Data to examine »
------------------------------
PR #196, opened 2022-10-24
Store energy used in ipc ram.

vliedel:


source/shared/ipc/cs_IpcRamDataContents.h
```diff
@@ -82,12 +82,17 @@ typedef struct {
...
-	// Minor version of the data in this struct
+	//! Minor version of the data in this struct
 	uint8_t ipcDataMinor;
-	// Currently only 1 app is supported, expand with more bits for more apps
+
+	//! Energy used since last cold boot, in mJ.
+	int64_t energyUsedMicroJoule;
+
+	//! Currently only 1 app is supported, expand with more bits for more apps
 	microapp_reboot_data_t microapp[1];
```
ArrowAcrobatics, line 94: Don't we have a NUM_MICROAPPS constant somewhere in the build system?

source/src/storage/cs_IpcRamBluenet.cpp
```diff
@@ -0,0 +1,120 @@
...
+	return instance;
+}
+
+void IpcRamBluenet::init() {
+	// Get bluenet data from IPC ram.
+	uint8_t ipcDataSize = 0;
+
+	IpcRetCode ipcCode  = getRamData(IPC_INDEX_BLUENET_TO_BLUENET, _ipcData.raw, &ipcDataSize, sizeof(_ipcData.raw));
+	if (ipcCode != IPC_RET_SUCCESS) {
+		LogIpcRamBluenetDebug("Failed to get IPC data: ipcCode=%i", ipcCode);
```
ArrowAcrobatics, line 31: if this fails, don't we need to re-init the ipc ram into a valid state? Otherwise we'll never recover, right?

source/src/storage/cs_IpcRamBluenet.cpp
```diff
@@ -0,0 +1,120 @@
...
+				BLUENET_IPC_BLUENET_REBOOT_DATA_MAJOR);
+		clearData();
+		return;
+	}
+
+	// We need to ignore this warning, it's triggered because the minimum minor is 0, making the statement always false.
+#pragma GCC diagnostic push
+#pragma GCC diagnostic ignored "-Wtype-limits"
+	if (_ipcData.bluenetRebootData.ipcDataMinor < BLUENET_IPC_BLUENET_REBOOT_DATA_MINOR) {
+		LogIpcRamBluenetInfo(
```
ArrowAcrobatics, line 48: and here too.
maybe set BLUENET_IPC_BLUENET_REBOOT_DATA_MINOR to 1 instead of pragma ignore error

source/include/storage/cs_IpcRamBluenet.h
```diff
@@ -0,0 +1,67 @@
...
+ */
+class IpcRamBluenet {
+public:
+	/**
+	 * Get the singleton instance.
+	 */
+	static IpcRamBluenet& getInstance();
+
+	/**
+	 * Reads the IPC ram.
```
ArrowAcrobatics, line 23:
```suggestion
	 * Reads the IPC ram, and checks if it is valid. (updates isValidOnBoot)
	 * After init, you can write/update the data.
```

source/include/storage/cs_IpcRamBluenet.h
```diff
@@ -0,0 +1,67 @@
...
+ * Date: Oct 24, 2022
+ * License: LGPLv3+, Apache License 2.0, and/or MIT (triple-licensed)
+ */
+
+#pragma once
+
+#include <ipc/cs_IpcRamDataContents.h>
+
+/**
+ * Class to operate on bluenet to bluenet IPC ram.
```
ArrowAcrobatics, line 13:
```suggestion
 * Class to operate on bluenet to bluenet IPC ram.
 *
 * Note: Every call to an update method will erase/rewrite the complete IPC ram page.
```

source/include/storage/cs_IpcRamBluenet.h
```diff
@@ -0,0 +1,67 @@
...
+	IpcRamBluenet();
+
+	//! Copy constructor, singleton, thus made private
+	IpcRamBluenet(IpcRamBluenet const&)            = delete;
+
+	//! Assignment operator, singleton, thus made private
+	IpcRamBluenet& operator=(IpcRamBluenet const&) = delete;
+
+	//! Cache the data in IPC.
+	bluenet_ipc_data_payload_t _ipcData;
```
ArrowAcrobatics, line 56: considering memory usage: 
This cache variable is only used when writing. Doesn't it make sense to just read the previous contents of ram before erase-update? Copying is cheap in ram anyway.

ArrowAcrobatics: Ah, you return data by reference in `getData();` That would have to change to a copy as well in that case. Are we reading from ipc a lot?

source/src/storage/cs_IpcRamBluenet.cpp
```diff
@@ -0,0 +1,120 @@
...
+}
+
+void IpcRamBluenet::printData() {
+	_log(LogLevelIpcRamBluenetVerbose, true, "Bluenet IPC data:");
+	_log(LogLevelIpcRamBluenetVerbose,
+		 true,
+		 "  energy=%i J",
+		 static_cast<int>(_ipcData.bluenetRebootData.energyUsedMicroJoule / 1000 / 1000));
+	for (unsigned int i = 0;
+		 i < sizeof(_ipcData.bluenetRebootData.microapp) / sizeof(_ipcData.bluenetRebootData.microapp[0]);
```
ArrowAcrobatics, line 111: Coming back to a comment from cs_IpcRamDataContents.h: 
If we have a NUM_MICROAPPS we don't need this sizeof construction. :-)

source/src/storage/cs_IpcRamBluenet.cpp
```diff
@@ -0,0 +1,120 @@
...
+	}
+}
+
+void IpcRamBluenet::updateEnergyUsed(const int64_t& energyUsed) {
+	_ipcData.bluenetRebootData.energyUsedMicroJoule = energyUsed;
+	updateData();
+}
+
+void IpcRamBluenet::updateMicroappData(uint8_t appIndex, const microapp_reboot_data_t& data) {
+	if (appIndex > sizeof(_ipcData.bluenetRebootData.microapp) / sizeof(_ipcData.bluenetRebootData.microapp[0])) {
```
ArrowAcrobatics, line 95: Coming back to a comment from cs_IpcRamDataContents.h: 
If we have a NUM_MICROAPPS we don't need this sizeof construction. :-)

source/src/processing/cs_PowerSampling.cpp
```diff
@@ -427,6 +444,7 @@ void PowerSampling::powerSampleAdcDone(adc_buffer_id_t bufIndex) {
 	//		State::getInstance().set(CS_TYPE::STATE_POWER_USAGE, &_avgPowerMilliWatt, sizeof(_avgPowerMilliWatt));
 	int32_t slowAvgPowerMilliWatt = _slowAvgPowerMilliWatt;
 	State::getInstance().set(CS_TYPE::STATE_POWER_USAGE, &slowAvgPowerMilliWatt, sizeof(slowAvgPowerMilliWatt));
+	storeEnergyUsed();
```
ArrowAcrobatics, line 447: Code around this edit is happy to be cleaned up a little bit :-)
E.g. `PS_TEST_PIN_TOGGLE` as random macro with not even a semi-colon and commented out code.
What guarantees this code can't be reached before init?

source/src/storage/cs_IpcRamBluenet.cpp
```diff
@@ -0,0 +1,120 @@
...
+		 "  energy=%i J",
+		 static_cast<int>(_ipcData.bluenetRebootData.energyUsedMicroJoule / 1000 / 1000));
+	for (unsigned int i = 0;
+		 i < sizeof(_ipcData.bluenetRebootData.microapp) / sizeof(_ipcData.bluenetRebootData.microapp[0]);
+		 ++i) {
+		_log(LogLevelIpcRamBluenetVerbose,
+			 true,
+			 "  microapp %u: running=%u",
+			 i,
+			 _ipcData.bluenetRebootData.microapp[0].running);
```
ArrowAcrobatics, line 117:
```suggestion
			 _ipcData.bluenetRebootData.microapp[i].running);
```

source/shared/ipc/cs_IpcRamDataContents.h
vliedel: That shouldn't suddenly change this half persistent data struct.

ArrowAcrobatics (commented):
Added a few suggestions, feel free to discuss :-)

source/include/storage/cs_IpcRamBluenet.h
vliedel: At the moment, reading is only done on boot really. Writing is done every 20ms.

source/src/processing/cs_PowerSampling.cpp
vliedel: Cleaning up the power sampling class is very out of scope :P

PR #201, opened 2023-11-29
Feature/triangle algo Review

SanderSteeghs:


source/src/cs_Crownstone.cpp
```diff
@@ -603,8 +603,13 @@ void Crownstone::startOperationMode(const OperationMode& mode) {
 			_multiSwitchHandler = &MultiSwitchHandler::getInstance();
 			_multiSwitchHandler->init();
 
-			_meshTopology.init();
+			// _meshTopology.init();
```
SanderSteeghs, line 606: Hmm.. Actually disabling `_meshTopology.init` will cause problems later on - since we still need to be able to handle CMD_MESH_TOPO_* events when BUILD_MESH_TOPOLOGY_RESEARCH =0. However, given the time constraints, let's pick this up after you have completed your research.

source/src/localisation/cs_MeshTopologyResearch.cpp
```diff
@@ -1,284 +1,1096 @@
...
+/************************************   Transformations   ****************************************/
 
-MeshTopologyResearch::MeshTopologyResearch() : flushRoutine([this]() { return flushAggregatedRssiData(); }) {}
+// TODO: in math file later maybe
 
-void MeshTopologyResearch::init() {
-	TYPIFY(CONFIG_CROWNSTONE_ID) state_id;
-	State::getInstance().get(CS_TYPE::CONFIG_CROWNSTONE_ID, &state_id, sizeof(state_id));
+float rssiToDistance(int8_t rssi) {
+	return std::pow(10, (-69.1 - rssi) / 10 * 2.05);
```
SanderSteeghs: Can you elaborate where these value/formula come from in a small comment?

source/src/localisation/cs_MeshTopologyResearch.cpp
```diff
@@ -1,284 +1,1096 @@
...
+}
 
-	my_id = state_id;
+float* roll(float phi) {
+	phi           = M_PI * phi / 180.0;
+	float* result = new float[9]{1, 0, 0, 0, std::cos(phi), -std::sin(phi), 0, std::sin(phi), std::cos(phi)};
```
SanderSteeghs, line 31: This is not a memory safe function. Every time `roll` is called, an array is allocated on the heap. It would then be the responsibility of the caller to be deleted. It's easy to forget to `delete` this matrix/vector after you are done with it, which will cause all sorts of issues during runtime.

please use std::array<float, 9> which does not allocate memory of the heap, instead it is stored on the stack. Returning a std::array will invoke the copy contructor (or more likely the RVO) which optimises the code for you.

Also holds for the other matrix operations

source/src/localisation/cs_MeshTopologyResearch.cpp
```diff
@@ -1,284 +1,1096 @@
...
+ *
+ * @param other
+ * @return true
+ * @return false
+ */
+bool Edge::compare(const Edge* other) const {
+	if (other == nullptr) {
+		return false;
+	}
+	else {
```
SanderSteeghs, line 106: redundant `else`

source/src/localisation/cs_MeshTopologyResearch.cpp
```diff
@@ -1,284 +1,1096 @@
...
+float Triangle::getArea() {
+	float a   = opposite_edge->distance;
+	float b   = adj_edge->distance;
+	float c   = base_edge->distance;
+
+	float s   = (a + b + c) / 2;
+	float div = s * (s - a) * (s - b) * (s - c);
 
-	recorder.addValue(rssi);
+	return std::sqrt(CsMath::max(div, 0));
```
SanderSteeghs, line 139: More efficient would be, but that's just a nit:
```
return div <= 0 ? 0 : std::sqrt(div);
```

source/src/localisation/cs_MeshTopologyResearch.cpp
```diff
@@ -1,284 +1,1096 @@
...
+			reset();
+			evt.result.returnCode = ERR_SUCCESS;
+			break;
+		}
+		case CS_TYPE::CMD_MESH_TOPO_GET_RSSI: {
+			auto packet = CS_TYPE_CAST(CMD_MESH_TOPO_GET_RSSI, evt.data);
+			getRssi(*packet, evt.result);
+			break;
+		}
+		default: break;
```
SanderSteeghs, line 504: You should also cover the `CMD_MESH_TOPO_GET_MAC` event

PR #28, opened 2016-05-26
Give access to ID token fields

jorunfa:


README.md
```diff
@@ -216,10 +216,13 @@ method. When the token has expired a new set of tokens can be requested using
 Access tokens can be used to access resources on your resource server. Please refer to the document
 about [scope tokens](http://docs.telenordigital.com/connect/id/scope.html) for more details.
 
-### Retrieving the logged in user's ID
+### Retrieving the logged in user's ID, email or phone number
```
ulfcarlin: "Retrieving information about the logged in user"?

README.md
```diff
@@ -216,10 +216,13 @@ method. When the token has expired a new set of tokens can be requested using
...
+
+If you supply email and phone number as scope and claims you can access these fields on the user
```
ulfcarlin: Do you mean "requesting email and phone scope values or claims"?

connect/src/com/telenor/connect/ConnectSdk.java
```diff
@@ -326,7 +327,20 @@ private static void loadConnectConfig(Context context) {
      */
     public static String getSubjectId() {
```
ulfcarlin: Have you considered deprecating this method?

connect/src/com/telenor/connect/id/IdToken.java
```diff
@@ -4,13 +4,24 @@
...
 import com.telenor.connect.ConnectException;
 
-import java.io.Serializable;
 import java.text.ParseException;
+import java.util.Map;
 
-public class IdToken implements Serializable {
+public class IdToken {
+
+    private static final String AUTHENTICATED_USERNAME = "td_au";
```
ulfcarlin: "AUTHENTICATION_USERNAME" to be consistent

connect/src/com/telenor/connect/id/IdToken.java
```diff
@@ -34,11 +54,36 @@ public String getSubject() {
...
+    }
+
+    public String getPhoneNumber() {
+        return phoneNumber;
+    }
+
+    public Boolean getPhoneNumberVerified() {
+        return phoneNumberVerified;
+    }
+
```
ulfcarlin: Consider exposing the "name" claim as well (and also document it in README.md)

connect/src/com/telenor/connect/id/IdToken.java
```diff
@@ -23,7 +34,16 @@ public IdToken(String serializedSignedJwt) {
                     "Could not parse saved id token. idToken=" + this, e);
         }
 
+        final Map<String, Object> cc = jwtClaimsSet.getCustomClaims();
```
ulfcarlin: Move the declaration closer to the first usage, that is, one line down. Consider avoiding short and cryptic variable names, even in such a limited scope: cc => customClaims.

connect/src/com/telenor/connect/id/IdToken.java
```diff
@@ -23,7 +34,16 @@ public IdToken(String serializedSignedJwt) {
...
         subject = jwtClaimsSet.getSubject();
+        authenticationUsername = cc.containsKey(AUTHENTICATED_USERNAME)
+                ? (String) cc.get(AUTHENTICATED_USERNAME) : null;
+        email = cc.containsKey(EMAIL) ? (String) cc.get(EMAIL) : null;
+        emailVerified
+                = cc.containsKey(EMAIL_VERIFIED) ? (Boolean) cc.get(EMAIL_VERIFIED) : null;
```
ulfcarlin: Consider using same line break as for other claims

README.md
jorunfa: Fixed.

README.md
jorunfa: Better now?

connect/src/com/telenor/connect/ConnectSdk.java
jorunfa: Was thinking about it. Thanks for the push.

connect/src/com/telenor/connect/id/IdToken.java
jorunfa: Fixed.

connect/src/com/telenor/connect/id/IdToken.java
jorunfa: Fixed.

connect/src/com/telenor/connect/id/IdToken.java
jorunfa: Moved it down. I think I'll use to option to squash the commits for this branch when I merge.

connect/src/com/telenor/connect/id/IdToken.java
jorunfa: Better now?

README.md
```diff
@@ -216,10 +216,15 @@ method. When the token has expired a new set of tokens can be requested using
 Access tokens can be used to access resources on your resource server. Please refer to the document
 about [scope tokens](http://docs.telenordigital.com/connect/id/scope.html) for more details.
 
-### Retrieving the logged in user's ID
+### Retrieving information about the logged in user
+
+If you request email, phone, profile and/or name scope tokens and claims, you can access these
```
ulfcarlin: "name" is only a claim, not a scope token. "profile" is only a scope token and not a claim. "email" and "phone" are both scope tokens and claims.

Maybe you can rewrite to something like the following?

"If you request user claims like email, phone, and name using either scope tokens or the claims parameter, (…). If both email and phone claims have been requested, we will also provided the username used for the authentication in the ID token.

jorunfa: Better now, or still not quite as you wanted it?

connect/src/com/telenor/connect/id/Claims.java
```diff
@@ -8,6 +8,7 @@
 
     public static final String OPENID = "openid";
     public static final String PROFILE = "profile";
```
ulfcarlin: I don't understand this. "openid" is not a claim and we do not support the "profile" claim yet (only the profile scope which "maps" to several different claims, including the profile and name claims). I think I need to take a closer look at this code.

jorunfa: I might have misinterpreted the docs?:

> The available claims to request have the same values as the available scope values

http://docs.telenordigital.com/apis/connect/id/authentication.html

ulfcarlin: The documentation is unfortunately not accurate, since claims are separate from and more fine-grained than scope values. I will look into improving the docs. I'm sorry I forgot to do the review for UXUI-558 while being on parental leave.

We do only support the claims listed in https://gerrit.c.skunk-works.no/gitweb/?p=comoyoauth.git;a=blob;f=oauth-protocol/src/main/java/com/comoyo/oauth/protocol/Claim.java;hb=refs/heads/master, see also the documentation for the userinfo endpoint: http://docs.telenordigital.com/apis/connect/id/authentication.html#authorization-server-user-information.

Also, in the authorization server, we take some liberties with respect to how we interpret the claims request. More specifically, we ignore whether they are requested for userinfo or id_token and include them both places. We also map fine-grained claims to more course-grained scope values internally, so we are sometimes returning more claims than were requested.

It would be nice if you could update the claims functionality in the SDK to only include the supported claims, and possibly if you could support using both userinfo and id_token in the claims request? Consider doing this in a separate task/commit.

ulfcarlin:
LGTM

connect/src/com/telenor/connect/id/Claims.java
ulfcarlin: In addition, it would have been nice to make the SDK doc about claims clearer. The claims set end up as so-called essential claims. It should be made clear what the client achieves by doing this. You should also evaluate whether you should support non-essential claims, which overlaps a bit with scope values.

connect/src/com/telenor/connect/utils/ClaimsParameterFormatter.java
```diff
@@ -9,6 +9,21 @@
...
+     *
+     * In other words, after successfully authorizing the request with the given Claims, the user
+     * will have data in the given fields.
+     *
+     * See http://openid.net/specs/openid-connect-core-1_0.html#ClaimsParameter for more details.
+     *
+     * @param claims A claims object containing wanted claims.
+     * @return A JSON formatted string with all {@code claims} turned into essential claims.
+     * @throws JSONException
+     */
```
jorunfa: @ulfcarlin: Does this make sense?

ulfcarlin: yes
------------------------------
Exercise »
Work through the material above and count the lines that contain the word "getInstance". Only the number is to be given.

Output for this task »
5